Aliaksei
Aliaksei

Reputation: 1457

How to test EJB Beans in OpenEJB with JUnit5?

In JUnit 4, I use the following setup to test my EJB beans:

@RunWith(EJBContainerRunner.class)
public class MyEETestWithOneOpenEJB {
    @Inject
    private ACdiBean bean;
 
    @Test
    public void theTest() {
        // do test
    }
}

But in JUnit 5, there is no @RunWith(...) anymore.

Question: How to test with JUnit 5?

Upvotes: 2

Views: 1171

Answers (2)

rzo1
rzo1

Reputation: 5751

TomEE 8 (since 8.0.7) supports testing with JUnit 5 only (without a transient dependency towards JUnit 4).

The Legacy Way

The legacy EJBContainerRunner was replaced by a related JUnit 5 extension.

If you are using Maven, you would need to add the following dependency to your pom file:

    <dependency>
         <groupId>org.apache.tomee</groupId>
         <artifactId>openejb-junit5-backward</artifactId>
         <version>8.0.9</version>
         <scope>test</scope>
     </dependency>

Subsequently, you can replace

@RunWith(EJBContainerRunner.class)

with

@RunWithEjbContainer

which is a pure JUnit 5 extension. There is no need to add any JUnit 4 dependency into your classpath. A usage example can be found in the module's test source at the TomEE GitHub repository.

The Modern Way

In the same release, the ApplicationComposer was enhanced to support JUnit 5 as an extension. To use it, add

    <dependency>
         <groupId>org.apache.tomee</groupId>
         <artifactId>openejb-junit5</artifactId>
         <version>8.0.9</version>
         <scope>test</scope>
     </dependency>

to your classpath. ApplicationComposer does not require classpath scanning and is faster than the alternative mentioned above.

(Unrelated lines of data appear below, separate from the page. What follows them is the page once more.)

Issue #755, opened 2021-09-02
Panic when enabling gzip compression and decompression on both sides


vbfox:
### Version

```
tonic v0.5.2
tonic-build v0.5.2
```

### Platform

MacOS client, Ubuntu 18.04.1 server

### Crates

`tonic`

### Description

When i'm connecting to a tonic server running with `.accept_gzip().send_gzip()` from a tonic client (Configured with `.accept_gzip().send_gzip()`) the following panic happens:

```
thread 'tokio-runtime-worker' panicked at 'internal error: entered unreachable code: message was compressed but `Streaming.encoding` was `None`. This is a bug in Tonic.
```

vbfox:
I think there are 2 problems here:
* Setting `send_gzip()` doesn't send the expected header on clients
* Receiving a compressed message without any header shouldn't panic but respond as specified in https://grpc.github.io/grpc/core/md_doc_compression.html
  > An ill-constructed message with its Compressed-Flag bit set but lacking a grpc-encoding entry different from identity in its metadata MUST fail with INTERNAL status, its associated description indicating the invalid Compressed-Flag condition.

PR #763, opened 2021-09-12
compression: handle compression flag but no header

vbfox:
## Motivation

Due to some yet unknown reason I ended up with the crash described in #755 where the client set the compressed bit but doesn't send the correct header for the server for compression and the server panics as it reaches an `unreachable!` statement with:

```
thread 'tokio-runtime-worker' panicked at 'internal error: entered unreachable code: message was compressed but `Streaming.encoding` was `None`. This is a bug in Tonic.
```

Note: the client issue might be a problem with one of the configured interceptors in my codebase, to be investigated separately.

## Solution

The case where a compression flag is set but no compression header is present is checked while transitioning between the header and body phases and an internal error is returned in this case.

### DIFF
--- a/tests/compression/src/compressing_request.rs
+++ b/tests/compression/src/compressing_request.rs
@@ -87,3 +87,40 @@ async fn client_enabled_server_disabled() {
         "identity"
     );
 }
+
+#[tokio::test(flavor = "multi_thread")]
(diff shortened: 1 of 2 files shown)


QuentinPerez:
hey @davidpdrsn 👋 

by chance, could you take a look on this patch ? we would like to move away from our patches/forks 🙂

PR #764, opened 2021-09-15
Updated server_streaming_echo example

utx0:
## Motivation

Just updated the example to include a basic stream as I found this hard to get my head around when I started trying to work with tonic.

### DIFF
--- a/examples/src/authentication/server.rs
+++ b/examples/src/authentication/server.rs
@@ -6,9 +6,9 @@ use futures::Stream;
 use pb::{EchoRequest, EchoResponse};
 use std::pin::Pin;
 use tonic::{metadata::MetadataValue, transport::Server, Request, Response, Status, Streaming};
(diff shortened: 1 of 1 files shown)


g0hl1n:
Just scrolled through the issues and came across this one.

@LucioFranco, I guess it can be closed as there is a correct streaming example in `examples/src/streaming`?

@utx0 is the streaming example somehow misleading/unclear for you?

utx0:
> Just scrolled through the issues and came across this one.
> 
> @LucioFranco, I guess it can be closed as there is a correct streaming example in `examples/src/streaming`?
> 
> @utx0 is the streaming example somehow misleading/unclear for you?

yes when I first came to tonic it was unclear how to do streaming. Mind you this is almost a year old so feel free to close if there is a better example now. I just found too much was implied for the user to already know.

PR #785, opened 2021-10-11
health, reflection: make rustfmt dependency optional

DavDave1:
## Motivation

Rust Docker images for automated builds don't include rustfmt, so building tonic-health or tonic-reflection crates requires adding a rustfmt installation step to build scripts.

## Solution

Make rustfmt requirement optional for tonic-health and tonic-reflection. 
This feature is kept enabled as default so that existing code won't break.


LucioFranco:
lol sorry for the noise totally botched the merge xD, thanks for the contribution!

PR #838, opened 2021-11-15
fix: Return error on non https uri instead of panic

djc:
## Motivation

In getting started with tonic, I ran into an issue where issuing a first request with the default features and no explicit TLS configuration set would just result in a H2 `GoAway` frame without further context. Given that I was providing a `https` URL to the `Endpoint`, it seems reasonable that tonic should be able to give me a more meaningful error in this case.

## Solution

If the URI scheme is `https` and the `tls` feature is disabled, return an error from the connector. If the feature is enabled but there is no TLS config present, also return an error.

### DIFF
--- a/tonic/src/transport/service/connector.rs
+++ b/tonic/src/transport/service/connector.rs
@@ -5,6 +5,7 @@ use super::tls::TlsConnector;
 use http::Uri;
 #[cfg(feature = "tls-roots-common")]
 use std::convert::TryInto;
+use std::fmt;
 use std::task::{Context, Poll};
 use tower::make::MakeConnection;
 use tower_service::Service;
@@ -78,9 +79,17 @@ where
         #[cfg(feature = "tls-roots-common")]
         let tls = self.tls_or_default(uri.scheme_str(), uri.host());
 
+        let is_https = uri.scheme_str() == Some("https");
         let connect = self.inner.make_connection(uri);
 
         Box::pin(async move {
+            #[cfg(not(feature = "tls"))]
+            {
+                if is_https {
+                    return Err(HttpsUriWithoutTlsSupport(()).into());
+                }
+            }
+
             let io = connect.await?;
 
             #[cfg(feature = "tls")]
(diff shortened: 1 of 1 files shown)


tonic/src/transport/service/connector.rs
```diff
@@ -80,16 +80,26 @@ where
...
         let tls = self.tls_or_default(uri.scheme_str(), uri.host());
 
+        let is_https = uri.scheme_str() == Some("https");
         let connect = self.inner.make_connection(uri);
 
         Box::pin(async move {
+            #[cfg(not(feature = "tls"))]
+            {
+                if is_https {
+                    return Err("connecting to HTTPS without TLS enabled".to_owned().into());
```
LucioFranco, line 90: Should we make this an actual error type?

djc: Seemed unlikely to me that code would be handling this, but I'm happy to change it if you prefer it the other way.

LucioFranco: Yeah lets make it a concrete error or error variant?

djc: Like this?

tonic/src/transport/service/connector.rs
```diff
@@ -78,20 +79,43 @@ where
...
             }
 
             Ok(BoxedIo::new(io))
         })
     }
 }
+
+/// Error returned when trying to connect to an HTTPS endpoint without TLS enabled.
+#[derive(Debug)]
+pub(crate) struct NoTlsSupport(());
```
LucioFranco, line 112: Probably should use a name like this https://github.com/hyperium/hyper-tls/blob/master/src/client.rs#L125 bit more informative than NoTlsSupport imo

LucioFranco (changes requested):
LGTM one nit

tonic/src/transport/service/connector.rs
djc: Changed the name to `HttpsUriWithoutTlsSupport`.

LucioFranco (approved):

guswynn:
This never panicked for me? The `GoAway` was definitely really hard to debug when I first was debugging, but this pr prevents me from using `tonic` 0.7 with a custom connector (`connect_with_connector` and friends) that uses tls through some other means (in my case, `tokio-native-tls`). I have shared how I have set this up in the discord, and I would be curious if @LucioFranco's openssl setup still works on 0.7

Issue #840, opened 2021-11-18
Content-Type missing in responses triggered by interceptors returning Status


NAlexPear:
## Bug Report

Services guarded by interceptors that return `Err(Status::*)` for any reason are missing `Content-Type` headers in the responses when queried with `grpcurl`.

### Version

Tested on the main `v0.6.1` release and the latest `master` branch

### Platform

`Linux plopear 5.14.16-arch1-1 x86_64 GNU/Linux`

### Crates

`tonic`

### Description

TL;DR: `Err(Status::*)` responses are handled differently when they occur in `Interceptor`s versus methods, leading `grpcurl` to complain that the `content-type` header is missing in `Interceptor`-generated responses.

Similar to #431, #700, and #759, but creating a new issue since this appears to be a broader case than a specific example not working (or represents a regression to the fix applied in #701).

I've created a repro of the issue [here](https://github.com/NAlexPear/tonic-interceptor-response-repro). This repro lets you configure different `FAILURE_MODE`s through environment variables: `None` means that there is no failure, `Method` means that the configured methods return a `Status`, and `Interceptor` means that the interceptor returns a `Status`. I'd expect `Method` and `Interceptor` failure modes to generate the exact same response, but they do not. Listed below are the tests I've run on each relevant failure mode.

**Failure Mode**: `Method`
**Run command** (in repro repo): `RUST_LOG=info FAILURE_MODE=method cargo run`
**Query command**: `grpcurl -plaintext -import-path ./proto -proto health.proto [::]:50051 grpc.health.v1.Health/Check`
**Query response**:
```
ERROR:
  Code: Internal
  Message: Failure within the Check method
``` 

**Failure Mode**: `Interceptor`
**Run command** (in repro repo): `RUST_LOG=info FAILURE_MODE=interceptor cargo run`
**Query command**: `grpcurl -plaintext -import-path ./proto -proto health.proto [::]:50051 grpc.health.v1.Health/Check`
**Query response**:
```
ERROR:
  Code: Unknown
  Message: OK: HTTP status code 200; transport: missing content-type field
``` 

The first is behaving as expected, the second is not.

### Next Steps:

I'll do a bit more digging to see how these requests are different, and I suspect that a fix like #701 will be in order. But want to make sure that this is floated as a possible regression on _all_ interceptors, rather than those used in a particular example.

NAlexPear:
[...]

Issue #759, opened 2021-09-06
authentication example incompatible with grpcurl and grpcui (when token doesn't match)


ebiggs:
### Version

fresh clone of master, running authentication example's server

### Platform

Darwin MacBook-Pro.local 20.6.0 Darwin Kernel Version 20.6.0: Wed Jun 23 00:26:31 PDT 2021; root:xnu-7195.141.2~5/RELEASE_X86_64 x86_64

### Description

When executing 
```
 grpcurl -v -plaintext -import-path . -proto echo.proto -H 'authorization: Bearer some-secret-token' -d '{ "message": "Hello World" }' localhost:50051 grpc.examples.echo.Echo.UnaryEcho
```

I get a happy result:
```
Resolved method descriptor:
// UnaryEcho is unary echo.
rpc UnaryEcho ( .grpc.examples.echo.EchoRequest ) returns ( .grpc.examples.echo.EchoResponse );

Request metadata to send:
authorization: Bearer some-secret-token

Response headers received:
content-type: application/grpc
date: Mon, 06 Sep 2021 00:15:30 GMT

Response contents:
{
  "message": "Hello World"
}

Response trailers received:
(empty)
Sent 1 request and received 1 response
```

However when I execute this, changing just the token
```
grpcurl -v -plaintext -import-path . -proto echo.proto -H 'authorization: Bearer not-a-secret' -d '{ "message": "Hello World" }' localhost:50051 grpc.examples.echo.Echo.UnaryEcho
```

I get this unexpected result:
```
Resolved method descriptor:
// UnaryEcho is unary echo.
rpc UnaryEcho ( .grpc.examples.echo.EchoRequest ) returns ( .grpc.examples.echo.EchoResponse );

Request metadata to send:
authorization: Bearer not-a-secret

Response headers received:
(empty)

Response trailers received:
(empty)
Sent 1 request and received 0 responses
ERROR:
  Code: Unknown
  Message: OK: HTTP status code 200; transport: missing content-type field
```

My expectations are to get an "unauthencated" status code and the message: "No valid auth token" [per line 66 of tonic/examples/src/authentication/server.rs](https://github.com/hyperium/tonic/blob/b30b1a1e2589dc609ed9dd20cfadefd4e82018b2/examples/src/authentication/server.rs#L66).

PR #842, opened 2021-11-19
fix: Handle interceptor errors as responses (#840)

NAlexPear:
## Summary

This PR forwards `Interceptor` errors/`Status`es as valid HTTP responses, just like any other gRPC service generated by `tonic`.

## Motivation

In the very specific case of missing Content-Type headers when requests are intercepted, this PR fixes the bugs reported in #840 and #759.

In the more general case, this class of bug arose because interceptors and their statuses are treated differently from the rest of the gRPC service stack: their errors/`Status` are bubbled up as errors to be handled at the tower service layer, but not as a gRPC response. That means that a basic HTTP response is returned, sans trailers or headers of any kind (including the missing `Content-Type` header). [See this repository](https://github.com/NAlexPear/tonic-interceptor-response-repro) and [this comment](https://github.com/hyperium/tonic/issues/840#issue-1057846258) to compare the responses generated by returning a `Status` from a method versus an interceptor.

This behavior means that clients like `grpcurl` that encounter the responses from interceptors don't know how to handle them, and it's likely that this affects any consumer that depends on the `Content-Type` header (among others).

## Solution

The solution in this PR is to handle `Status` errors the same way in both interceptors and regular ol' gRPC services: by converting those statuses to valid responses in the Interceptor service itself, matching the behavior in the existing `grpc` module. 

The downside to this approach is [a few additional constraints on the response body type](https://github.com/NAlexPear/tonic/blob/b8ae4daf23770ea829e4b861060a92ee3486f7a1/tonic/src/service/interceptor.rs#L220). These constraints seem reasonable given that they match up with the current uses of interceptors in `tonic`, but they do make wrapping non-`tonic` services trickier.

## Next Steps

EDIT: looks like those constraints are too restrictive for `tonic-health` :facepalm:. I'll take a look at either relaxing those constraints or updating `tonic-health` accordingly.

EDIT 2: I've both relaxed the constraints _and_ added a bit of restriction to clients in `tonic-build`. I'm not sure what the right mix between the two should be for a final implementation, but this does solve the issue for my use-case.

### DIFF
--- a/tonic-build/src/client.rs
+++ b/tonic-build/src/client.rs
@@ -15,7 +15,7 @@ pub fn generate<T: Service>(
     attributes: &Attributes,
 ) -> TokenStream {
     let service_ident = quote::format_ident!("{}Client", service.name());
-    let client_mod = quote::format_ident!("{}_client", naive_snake_case(&service.name()));
+    let client_mod = quote::format_ident!("{}_client", naive_snake_case(service.name()));
     let methods = generate_methods(service, emit_package, proto_path, compile_well_known_types);
 
     let connect = generate_connect(&service_ident);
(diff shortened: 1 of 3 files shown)


LucioFranco (approved):
LGTM!

okkero:
Looking forward to seeing this merged

olliebatch:
Looking forward to seeing this merged, Prevents the use of grpcCurl as it errors so will be useful!

davidpdrsn (approved):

Just add @RunWithApplicationComposer to your JUnit 5 test class. By default, the container lifecycle is bound to the lifecycle of the test instance. However, other modes are available as well:

  • PER_EACH: A container is started for each test method
  • PER_ALL: A container is started for each test class
  • PER_JVM: A container is started once per JVM
  • AUTO (default): A container is started based on the test instance lifecycle.

An example can be found in the examples section of the TomEE GitHub repository.

Upvotes: 1

Kotse
Kotse

Reputation: 418

You will need to write your own EJBContainerExtension to replace the Runner or find an already existing one. The latter is unfortunately not very likely at this moment, JUnit5 is still not in GA and there are not many official extensions yet.